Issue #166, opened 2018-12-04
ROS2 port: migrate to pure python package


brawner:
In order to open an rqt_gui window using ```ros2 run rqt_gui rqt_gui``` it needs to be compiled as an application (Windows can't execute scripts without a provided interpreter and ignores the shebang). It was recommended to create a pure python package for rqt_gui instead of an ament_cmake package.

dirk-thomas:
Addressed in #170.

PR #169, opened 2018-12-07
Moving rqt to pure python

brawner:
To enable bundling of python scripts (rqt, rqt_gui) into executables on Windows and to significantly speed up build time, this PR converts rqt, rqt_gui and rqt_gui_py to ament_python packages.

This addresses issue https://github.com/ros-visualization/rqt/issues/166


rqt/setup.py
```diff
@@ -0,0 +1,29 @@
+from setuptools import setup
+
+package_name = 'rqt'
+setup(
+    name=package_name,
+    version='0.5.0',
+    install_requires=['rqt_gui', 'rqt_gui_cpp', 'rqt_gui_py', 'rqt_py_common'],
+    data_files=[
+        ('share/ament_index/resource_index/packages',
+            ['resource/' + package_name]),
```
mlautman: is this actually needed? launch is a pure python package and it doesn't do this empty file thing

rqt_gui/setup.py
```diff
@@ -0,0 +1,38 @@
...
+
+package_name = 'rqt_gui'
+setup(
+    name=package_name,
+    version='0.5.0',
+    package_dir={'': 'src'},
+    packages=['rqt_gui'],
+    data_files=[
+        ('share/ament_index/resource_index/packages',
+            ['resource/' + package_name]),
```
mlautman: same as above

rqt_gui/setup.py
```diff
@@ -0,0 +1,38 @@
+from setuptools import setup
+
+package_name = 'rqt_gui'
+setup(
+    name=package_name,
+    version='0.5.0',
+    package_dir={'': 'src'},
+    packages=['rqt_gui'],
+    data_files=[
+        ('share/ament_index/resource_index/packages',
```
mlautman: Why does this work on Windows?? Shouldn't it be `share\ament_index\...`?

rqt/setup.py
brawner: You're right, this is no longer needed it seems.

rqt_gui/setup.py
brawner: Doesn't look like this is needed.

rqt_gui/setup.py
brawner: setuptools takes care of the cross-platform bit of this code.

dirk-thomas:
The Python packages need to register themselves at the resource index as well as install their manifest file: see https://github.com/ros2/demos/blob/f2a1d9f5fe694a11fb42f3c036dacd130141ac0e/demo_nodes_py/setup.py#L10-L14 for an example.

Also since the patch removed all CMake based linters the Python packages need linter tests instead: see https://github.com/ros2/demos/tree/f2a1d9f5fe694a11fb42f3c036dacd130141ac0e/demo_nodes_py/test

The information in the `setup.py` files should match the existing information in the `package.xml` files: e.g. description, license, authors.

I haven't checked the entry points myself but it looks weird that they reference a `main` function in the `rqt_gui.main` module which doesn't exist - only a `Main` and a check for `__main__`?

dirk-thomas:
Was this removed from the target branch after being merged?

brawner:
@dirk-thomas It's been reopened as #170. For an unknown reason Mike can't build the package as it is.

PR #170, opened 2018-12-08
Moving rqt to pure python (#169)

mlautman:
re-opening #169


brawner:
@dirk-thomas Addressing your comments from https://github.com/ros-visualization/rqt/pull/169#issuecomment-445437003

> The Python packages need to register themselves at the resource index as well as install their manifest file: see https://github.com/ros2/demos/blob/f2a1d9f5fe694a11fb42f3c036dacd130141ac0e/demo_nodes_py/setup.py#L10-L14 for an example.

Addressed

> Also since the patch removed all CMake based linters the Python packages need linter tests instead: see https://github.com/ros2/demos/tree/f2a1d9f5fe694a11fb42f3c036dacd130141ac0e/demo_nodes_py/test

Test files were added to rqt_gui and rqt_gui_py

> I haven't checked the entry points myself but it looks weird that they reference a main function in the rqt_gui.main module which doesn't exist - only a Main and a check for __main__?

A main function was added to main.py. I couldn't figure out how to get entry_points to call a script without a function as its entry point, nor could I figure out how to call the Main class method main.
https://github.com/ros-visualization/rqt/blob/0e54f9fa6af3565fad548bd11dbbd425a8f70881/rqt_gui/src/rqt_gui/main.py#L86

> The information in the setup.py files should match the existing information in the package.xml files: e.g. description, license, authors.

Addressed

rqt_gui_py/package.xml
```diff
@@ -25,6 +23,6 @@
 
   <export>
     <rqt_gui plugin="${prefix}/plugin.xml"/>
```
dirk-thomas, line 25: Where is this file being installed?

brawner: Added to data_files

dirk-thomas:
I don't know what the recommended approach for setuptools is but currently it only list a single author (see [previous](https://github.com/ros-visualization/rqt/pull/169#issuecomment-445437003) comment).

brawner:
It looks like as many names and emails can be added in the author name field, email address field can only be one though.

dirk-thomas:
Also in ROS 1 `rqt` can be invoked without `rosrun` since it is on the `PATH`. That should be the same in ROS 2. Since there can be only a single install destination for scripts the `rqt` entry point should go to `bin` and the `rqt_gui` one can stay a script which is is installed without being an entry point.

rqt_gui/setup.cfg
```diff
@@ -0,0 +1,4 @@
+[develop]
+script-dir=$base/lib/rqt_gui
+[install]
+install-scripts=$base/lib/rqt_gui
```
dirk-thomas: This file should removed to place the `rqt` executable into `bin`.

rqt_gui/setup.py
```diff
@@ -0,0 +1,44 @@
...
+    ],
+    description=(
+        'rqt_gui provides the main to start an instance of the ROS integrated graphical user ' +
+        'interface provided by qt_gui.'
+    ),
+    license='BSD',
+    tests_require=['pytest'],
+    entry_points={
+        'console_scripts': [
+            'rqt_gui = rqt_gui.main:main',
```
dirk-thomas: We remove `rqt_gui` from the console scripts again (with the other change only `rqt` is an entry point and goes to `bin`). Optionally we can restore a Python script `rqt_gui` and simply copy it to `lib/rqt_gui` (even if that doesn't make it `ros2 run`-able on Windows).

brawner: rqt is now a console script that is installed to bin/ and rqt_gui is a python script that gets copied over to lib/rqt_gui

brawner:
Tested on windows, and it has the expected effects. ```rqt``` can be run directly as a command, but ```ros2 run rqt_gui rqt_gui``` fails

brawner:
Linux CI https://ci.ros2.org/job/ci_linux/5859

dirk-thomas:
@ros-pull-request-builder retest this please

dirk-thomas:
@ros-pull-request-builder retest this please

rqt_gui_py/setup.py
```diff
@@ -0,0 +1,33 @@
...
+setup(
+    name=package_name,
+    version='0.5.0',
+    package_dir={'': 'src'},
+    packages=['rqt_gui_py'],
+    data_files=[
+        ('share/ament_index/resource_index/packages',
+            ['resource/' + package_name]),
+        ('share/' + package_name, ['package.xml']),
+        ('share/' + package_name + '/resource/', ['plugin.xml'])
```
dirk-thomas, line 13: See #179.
# # #
### WHAT IS EXPECTED
Write out the listing exactly, keeping every character.

### REPLY
Issue #166, opened 2018-12-04
ROS2 port: migrate to pure python package


brawner:
In order to open an rqt_gui window using ```ros2 run rqt_gui rqt_gui``` it needs to be compiled as an application (Windows can't execute scripts without a provided interpreter and ignores the shebang). It was recommended to create a pure python package for rqt_gui instead of an ament_cmake package.

dirk-thomas:
Addressed in #170.

PR #169, opened 2018-12-07
Moving rqt to pure python

brawner:
To enable bundling of python scripts (rqt, rqt_gui) into executables on Windows and to significantly speed up build time, this PR converts rqt, rqt_gui and rqt_gui_py to ament_python packages.

This addresses issue https://github.com/ros-visualization/rqt/issues/166


rqt/setup.py
```diff
@@ -0,0 +1,29 @@
+from setuptools import setup
+
+package_name = 'rqt'
+setup(
+    name=package_name,
+    version='0.5.0',
+    install_requires=['rqt_gui', 'rqt_gui_cpp', 'rqt_gui_py', 'rqt_py_common'],
+    data_files=[
+        ('share/ament_index/resource_index/packages',
+            ['resource/' + package_name]),
```
mlautman: is this actually needed? launch is a pure python package and it doesn't do this empty file thing

rqt_gui/setup.py
```diff
@@ -0,0 +1,38 @@
...
+
+package_name = 'rqt_gui'
+setup(
+    name=package_name,
+    version='0.5.0',
+    package_dir={'': 'src'},
+    packages=['rqt_gui'],
+    data_files=[
+        ('share/ament_index/resource_index/packages',
+            ['resource/' + package_name]),
```
mlautman: same as above

rqt_gui/setup.py
```diff
@@ -0,0 +1,38 @@
+from setuptools import setup
+
+package_name = 'rqt_gui'
+setup(
+    name=package_name,
+    version='0.5.0',
+    package_dir={'': 'src'},
+    packages=['rqt_gui'],
+    data_files=[
+        ('share/ament_index/resource_index/packages',
```
mlautman: Why does this work on Windows?? Shouldn't it be `share\ament_index\...`?

rqt/setup.py
brawner: You're right, this is no longer needed it seems.

rqt_gui/setup.py
brawner: Doesn't look like this is needed.

rqt_gui/setup.py
brawner: setuptools takes care of the cross-platform bit of this code.

dirk-thomas:
The Python packages need to register themselves at the resource index as well as install their manifest file: see https://github.com/ros2/demos/blob/f2a1d9f5fe694a11fb42f3c036dacd130141ac0e/demo_nodes_py/setup.py#L10-L14 for an example.

Also since the patch removed all CMake based linters the Python packages need linter tests instead: see https://github.com/ros2/demos/tree/f2a1d9f5fe694a11fb42f3c036dacd130141ac0e/demo_nodes_py/test

The information in the `setup.py` files should match the existing information in the `package.xml` files: e.g. description, license, authors.

I haven't checked the entry points myself but it looks weird that they reference a `main` function in the `rqt_gui.main` module which doesn't exist - only a `Main` and a check for `__main__`?

dirk-thomas:
Was this removed from the target branch after being merged?

brawner:
@dirk-thomas It's been reopened as #170. For an unknown reason Mike can't build the package as it is.

PR #170, opened 2018-12-08
Moving rqt to pure python (#169)

mlautman:
re-opening #169


brawner:
@dirk-thomas Addressing your comments from https://github.com/ros-visualization/rqt/pull/169#issuecomment-445437003

> The Python packages need to register themselves at the resource index as well as install their manifest file: see https://github.com/ros2/demos/blob/f2a1d9f5fe694a11fb42f3c036dacd130141ac0e/demo_nodes_py/setup.py#L10-L14 for an example.

Addressed

> Also since the patch removed all CMake based linters the Python packages need linter tests instead: see https://github.com/ros2/demos/tree/f2a1d9f5fe694a11fb42f3c036dacd130141ac0e/demo_nodes_py/test

Test files were added to rqt_gui and rqt_gui_py

> I haven't checked the entry points myself but it looks weird that they reference a main function in the rqt_gui.main module which doesn't exist - only a Main and a check for __main__?

A main function was added to main.py. I couldn't figure out how to get entry_points to call a script without a function as its entry point, nor could I figure out how to call the Main class method main.
https://github.com/ros-visualization/rqt/blob/0e54f9fa6af3565fad548bd11dbbd425a8f70881/rqt_gui/src/rqt_gui/main.py#L86

> The information in the setup.py files should match the existing information in the package.xml files: e.g. description, license, authors.

Addressed

rqt_gui_py/package.xml
```diff
@@ -25,6 +23,6 @@
 
   <export>
     <rqt_gui plugin="${prefix}/plugin.xml"/>
```
dirk-thomas, line 25: Where is this file being installed?

brawner: Added to data_files

dirk-thomas:
I don't know what the recommended approach for setuptools is but currently it only list a single author (see [previous](https://github.com/ros-visualization/rqt/pull/169#issuecomment-445437003) comment).

brawner:
It looks like as many names and emails can be added in the author name field, email address field can only be one though.

dirk-thomas:
Also in ROS 1 `rqt` can be invoked without `rosrun` since it is on the `PATH`. That should be the same in ROS 2. Since there can be only a single install destination for scripts the `rqt` entry point should go to `bin` and the `rqt_gui` one can stay a script which is is installed without being an entry point.

rqt_gui/setup.cfg
```diff
@@ -0,0 +1,4 @@
+[develop]
+script-dir=$base/lib/rqt_gui
+[install]
+install-scripts=$base/lib/rqt_gui
```
dirk-thomas: This file should removed to place the `rqt` executable into `bin`.

rqt_gui/setup.py
```diff
@@ -0,0 +1,44 @@
...
+    ],
+    description=(
+        'rqt_gui provides the main to start an instance of the ROS integrated graphical user ' +
+        'interface provided by qt_gui.'
+    ),
+    license='BSD',
+    tests_require=['pytest'],
+    entry_points={
+        'console_scripts': [
+            'rqt_gui = rqt_gui.main:main',
```
dirk-thomas: We remove `rqt_gui` from the console scripts again (with the other change only `rqt` is an entry point and goes to `bin`). Optionally we can restore a Python script `rqt_gui` and simply copy it to `lib/rqt_gui` (even if that doesn't make it `ros2 run`-able on Windows).

brawner: rqt is now a console script that is installed to bin/ and rqt_gui is a python script that gets copied over to lib/rqt_gui

brawner:
Tested on windows, and it has the expected effects. ```rqt``` can be run directly as a command, but ```ros2 run rqt_gui rqt_gui``` fails

brawner:
Linux CI https://ci.ros2.org/job/ci_linux/5859

dirk-thomas:
@ros-pull-request-builder retest this please

dirk-thomas:
@ros-pull-request-builder retest this please

rqt_gui_py/setup.py
```diff
@@ -0,0 +1,33 @@
...
+setup(
+    name=package_name,
+    version='0.5.0',
+    package_dir={'': 'src'},
+    packages=['rqt_gui_py'],
+    data_files=[
+        ('share/ament_index/resource_index/packages',
+            ['resource/' + package_name]),
+        ('share/' + package_name, ['package.xml']),
+        ('share/' + package_name + '/resource/', ['plugin.xml'])
```
dirk-thomas, line 13: See #179.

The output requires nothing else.